循環バッファ・アクセス

循環バッファ( Circular Buffer )はFIFO ( First In First Out )構造を実装する方法の一つです。FIFOは名前のとおり最初に入れたデータがあとに入れたデータに押し出されるようなところてん式バッファであり、リアルタイム処理ではちょっとデータを溜め込むためによく使われます。FIFOをプログラムで実装する場合、メモリー上の固定配列をバッファとして使い、FIFOの先頭と末尾を指し示すポインタを組にして実現するのが普通のやり方です。この場合ポインタが配列の上をぐるぐる回ることから循環バッファと呼ばれます。

信号処理では「過去N個のデータ」に対して処理をすることが多くあります。この場合、N+1番目に古いデータは押し出されて捨てられますので、実装はまさに循環バッファで行うことになります。この「過去N個のデータ」に対する処理が余りにも頻繁に現れるため、DSPは循環バッファ・アクセスをオーバーヘッド無しで行うようなアーキテクチャーを持つのが普通です。

ADSP-2191の循環バッファ・アクセスはDAGの中にハードウェアとして実装されています。DAGの8本のインデックス・レジスタIxは16ビットのリニア・アクセス・ポインタですが、Lx、Bxと組み合わせて使うことで循環バッファ・アクセス・モードで使うことができるようになっています。アドレッシングで説明したように、MxレジスタはIxレジスタとの組み合わせを命令で明示的に指定します。これに対してLxとBxはIxと常に暗黙の組み合わせを形成しています。組になるのはxの値が同じレジスタ・セットです。つまり、

という組み合わせです。これはハードウェアで固定しているので変更はできません。

Ixによるアクセスを循環モードにするには、Lxに非0の値を設定します。Lxが0のとき、Ixはリニア・アクセスを行います。LxがNの時、Ixは長さNのバッファを循環アクセスします。ではバッファの先頭はどうやって決めるのでしょうか。バッファの先頭アドレスはBxで指定します。Bxの値は循環アクセスの間不変であり、リニアー・アクセスの時には無視されます。

循環アクセスを開始するとき、Ixの初期値はBxが示すアドレスとBx+Lxが示すアドレスの間になければなりません。

少し例を見てみましょう。下のプログラムはEZ-KIT Liteで動かすことができます。

#include <def219x.h>        // B0 レジスタのマクロ定義をインクルード

.section/dm data1;
.var buf[8];                // バッファを確保。
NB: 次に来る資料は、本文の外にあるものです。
PR #6161, opened 2022-03-03
chore(noImplicitAny): fix more errors

### LINKED ISSUE #5831: Add noImplicitAny to server tsconfig (Part 6 of 8)

- [ ] fix ~200 errors
- [ ] we'll merge it blindly
- [ ] create a copy of this issue named Part (3 of 8) so we can re-prioritize for the next person. We'll keep doing this until it's done

AC

Estimate: 4 hours

mattkrick:
fix #5831

notes:
- removed stripe.js in favor of the new StripeManager, quicker than writing types for the legacy file


packages/client/modules/demo/handleCompletedDemoStage.ts
```diff
@@ -61,9 +61,10 @@ const addStageToBotScript = (stageId: string, db: RetroDemoDB, reflectionGroupId
         }))
       )
     }
-    const comment = commentLookup[reflection.id]
-    if (comment) {
-      comments.push(comment)
+    const comment = commentLookup[reflection.id as keyof typeof commentLookup]
+    if (Array.isArray(comment)) {
+      // I think this was a bug before...
```
mattkrick, line 66: noImplicitAny caught a bug here

packages/client/modules/email/components/SummaryEmail/ExportToCSV.tsx
```diff
@@ -1,5 +1,6 @@
 import graphql from 'babel-plugin-relay/macro'
-import Parser from 'json2csv/lib/JSON2CSVParser' // only grab the sync parser
+import type {Parser as JSON2CSVParser} from 'json2csv'
```
mattkrick, line 2: i don't usually import type, but i wanted to be sure we aren't imported the whole package because it's a big one

packages/client/types/constEnums.ts
```diff
@@ -307,14 +307,6 @@ export const enum SubscriptionChannel {
   ORGANIZATION = 'organization'
 }
 
-export const enum SuggestedActionTypeEnum {
```
mattkrick, line 310: we now have a single source of truth for these in the graphql enum

packages/server/database/migrations/20161125141100-addOrgs.js
```diff
@@ -119,21 +118,23 @@ exports.up = async (r) => {
...
-        metadata: customer.metadata,
-        plan: 'parabol-pro-monthly',
-        quantity: Object.keys(orgs[customer.metadata.orgId].orgUserMap).length,
-        trial_period_days: TRIAL_PERIOD_DAYS
-      })
-    })
-  )
+  // turned into a noop to remove dependency on stripe
+  const subscriptions = []
+  // const orgIds = Object.keys(orgs)
```
mattkrick, line 123: deleted the stripe helper, which this depends on, so had to remove any logic using it.
in the future, we shouldn't do stripe things in migrations, but this was 6 years ago

packages/client/modules/email/components/SummaryEmail/MeetingSummaryEmail/MeetingMembersWithoutTasks.tsx
```diff
@@ -18,9 +17,9 @@ const headerStyle = {
   paddingTop: 24
 }
 
-const getHeaderText = (meetingType) => {
+const getHeaderText = (meetingType: 'retrospective' | 'action' | 'poker') => {
```
JimmyLv, line 20: shall we use the same way as `TSuggestedActionTypeEnum`, to use the `MeetingTypeEnum` type extracted from `GraphQLEnumType`?

packages/client/types/constEnums.ts
JimmyLv: yeah, single source of truth! the `keyof typeof` is really helpful when doing TypeScript legacy support.
btw: have we tried any migration tool like [ts-migrate](https://github.com/airbnb/ts-migrate) before? I'm curious about how it will actually work.

packages/client/utils/date/relativeDate.ts
```diff
@@ -52,16 +52,16 @@ const relativeDate = (date: string | Date, opts: Opts = {}) => {
     day: (abs % MONTH) / DAY,
     hour: (abs % DAY) / HOUR,
     minute: (abs % HOUR) / MIN
-  }
+  } as const
 
-  let k
-  let val
+  let k: any
+  let val: any
```
nickoferrall, line 58: +1 would `k` and `val` both be `number | string`?

packages/server/graphql/queries/helpers/makeUpcomingInvoice.ts
```diff
@@ -22,10 +22,10 @@ export default async function makeUpcomingInvoice(
     amountDue: stripeInvoice.amount_due,
     total: stripeInvoice.total,
     endAt: fromEpochSeconds(stripeInvoice.period_end),
-    invoiceDate: fromEpochSeconds(stripeInvoice.date),
+    invoiceDate: fromEpochSeconds(stripeInvoice.date!),
     orgId,
     startAt: fromEpochSeconds(stripeInvoice.period_start),
-    startingBalance: stripeInvoice.startingBalance,
+    startingBalance: stripeInvoice.starting_balance,
```
nickoferrall, line 28: +2 TypeScript FTW 🎉

packages/server/graphql/types/AtlassianIntegration.ts
```diff
@@ -102,11 +107,8 @@ const AtlassianIntegration = new GraphQLObjectType<any, GQLContext>({
             'A list of projects to restrict the search to. format is cloudId:projectKey. If null, will search all'
         }
       },
-      resolve: async (
-        {teamId, userId, accessToken, cloudIds}: AtlassianAuth,
-        {first, queryString, isJQL, projectKeyFilters},
-        {authToken}: GQLContext
-      ) => {
+      resolve: async ({teamId, userId, accessToken, cloudIds}, args: any, {authToken}) => {
```
nickoferrall, line 110: I was wondering why you didn't do `args: IssueArgs` and remove the casting below, but I see it makes the `field` type incompatible. Annoying that you can't define the args type in a `GraphQLObjectType`

nickoferrall (approved):
LGTM!

packages/client/modules/demo/handleCompletedDemoStage.ts
mattkrick: all the values in `commentLookup` are arrays. perhaps that was an error? i didn't want to change that though

packages/client/types/constEnums.ts
mattkrick: the last time i checked it out it was still a little buggy & at best it would just explicitly cast things as `any` as a fallback.
this little exercise probably took the team 30-40 hours to complete, but we uncovered some cool bugs & got some really useful patterns (like keyof typeof) in place so future developers have some good patterns to go off of.

packages/client/modules/email/components/SummaryEmail/MeetingSummaryEmail/MeetingMembersWithoutTasks.tsx
mattkrick: yep! the relay-compiler gives us those enums in the generated files so we don't have to reference the server from the client so I'll just pull from there.

```ts
import {
  MeetingMembersWithoutTasks_meeting,
  MeetingTypeEnum
} from 'parabol-client/__generated__/MeetingMembersWithoutTasks_meeting.graphql'
```

packages/client/modules/email/components/EmailBlock/EmailBlock.tsx
```diff
@@ -26,7 +26,7 @@ const innerStyle = {
   width: '100%'
 } as const
 
-const EmailBlock = (props) => {
+const EmailBlock = (props: any) => {
```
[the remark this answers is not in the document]
mattkrick: this component is HTML4 😨  
that's the only way to write components so they work in email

長さは 8
.section/pm program;
.global _main;
.extern _exit;
_main:

        ax0=buf;            // バッファアドレス取得
        reg(B0)=ax0;        // B0 はレジスタ空間にあるので注意
        i0=buf;             // I0 にバッファアドレスを設定
        l0=length(buf);     // L0 にバッファ長を設定
        m0=3;               // 3 ワードおきのアクセス
        ax0=0xa5a5;         // バッファに書き込むデータ

        dm(i0+=m0)=ax0;     // buf[0]
        dm(i0+=m0)=ax0;     // buf[3]
        dm(i0+=m0)=ax0;     // buf[6]
        dm(i0+=m0)=ax0;     // buf[1]   ( 9 を 8 で割った余り )
        dm(i0+=m0)=ax0;     // buf[4]
        dm(i0+=m0)=ax0;     // buf[7]
        dm(i0+=m0)=ax0;     // buf[2]   ( 10 を 8 で割った余り )
        dm(i0+=m0)=ax0;     // buf[6]
        jump    _exit;
 この例では長さ8のバッファを3ごとにアクセスしています。循環バッファの配置は自由です。2の冪の倍数にそろえる必要はありません。B0レジスタはレジスタ空間にマップされているため、専用命令を使ってアクセスします。気をつけてください。

ハードウェアの制限からMxの値はLxより小さなものにしてください。超えた場合どうなるかは未定義です。また、バッファが64KWのページ境界を越えてはいけません。

循環バッファ・モードを使用できるのはPost-Modify with Updateアクセスだけです。この点も注意が必要です。

循環バッファ・モードによるアクセスは、バッファの終端検出オーバーヘッドがまったくありません。この検出は普通にプログラムで実装すると1アクセス毎に実行しなければならないため、畳み込み演算時に耐えられないほど速度が低下します。循環バッファ・モードは本当の意味でDSPに必須の機能なのです。